Reproduce all records exactly.

**Data shown:**
= Beginning of Section =
PR #503, opened 2016-07-25
Add MODULE option to common_find_package, simplify argument parsing

rdumusc:
Seems to work but please review carefully :-)

### DIFF
--- a/CommonFindPackage.cmake
+++ b/CommonFindPackage.cmake
@@ -45,54 +45,46 @@ option(COMMON_FIND_PACKAGE_QUIET "Use QUIET for common_find_package command" ON)
 
 macro(common_find_package Package_Name)
   string(TOUPPER ${Package_Name} PACKAGE_NAME)
-  set(__args ${ARGN}) # ARGN is not a list. make one.
 
-  # SYSTEM specified?
-  set(__is_system_package)
-  if(__args)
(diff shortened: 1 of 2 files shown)


CommonFindPackage.cmake
```diff
@@ -45,54 +45,46 @@ option(COMMON_FIND_PACKAGE_QUIET "Use QUIET for common_find_package command" ON)
...
+  # Parse macro arguments
+  set(__options QUIET REQUIRED SYSTEM)
+  set(__oneValueArgs MODULE)
+  set(__multiValueArgs)
+  cmake_parse_arguments(__pkg "${__options}" "${__oneValueArgs}" "${__multiValueArgs}" ${ARGN})
 
   # Boost is always SYSTEM
   if(${Package_Name} STREQUAL "Boost")
-    set(__is_system_package ON)
+    set(__pkg_SYSTEM TRUE)
```
tribal-tec: __pkg_SYSTEM is not used. There must be a __is_system_package at the end of the function which does include_directories(BEFORE SYSTEM ${__include_dirs}

tribal-tec:
+1
I hope I was carefully enough

CommonFindPackage.cmake
rdumusc: Good catch!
= End of Section =
**Written solution:**
PR #503, opened 2016-07-25
Add MODULE option to common_find_package, simplify argument parsing

rdumusc:
Seems to work but please review carefully :-)

### DIFF
--- a/CommonFindPackage.cmake
+++ b/CommonFindPackage.cmake
@@ -45,54 +45,46 @@ option(COMMON_FIND_PACKAGE_QUIET "Use QUIET for common_find_package command" ON)
 
 macro(common_find_package Package_Name)
   string(TOUPPER ${Package_Name} PACKAGE_NAME)
-  set(__args ${ARGN}) # ARGN is not a list. make one.
 
-  # SYSTEM specified?
-  set(__is_system_package)
-  if(__args)
(diff shortened: 1 of 2 files shown)


CommonFindPackage.cmake
```diff
@@ -45,54 +45,46 @@ option(COMMON_FIND_PACKAGE_QUIET "Use QUIET for common_find_package command" ON)
...
+  # Parse macro arguments
+  set(__options QUIET REQUIRED SYSTEM)
+  set(__oneValueArgs MODULE)
+  set(__multiValueArgs)
+  cmake_parse_arguments(__pkg "${__options}" "${__oneValueArgs}" "${__multiValueArgs}" ${ARGN})
 
   # Boost is always SYSTEM
   if(${Package_Name} STREQUAL "Boost")
-    set(__is_system_package ON)
+    set(__pkg_SYSTEM TRUE)
```
tribal-tec: __pkg_SYSTEM is not used. There must be a __is_system_package at the end of the function which does include_directories(BEFORE SYSTEM ${__include_dirs}

tribal-tec:
+1
I hope I was carefully enough

CommonFindPackage.cmake
rdumusc: Good catch!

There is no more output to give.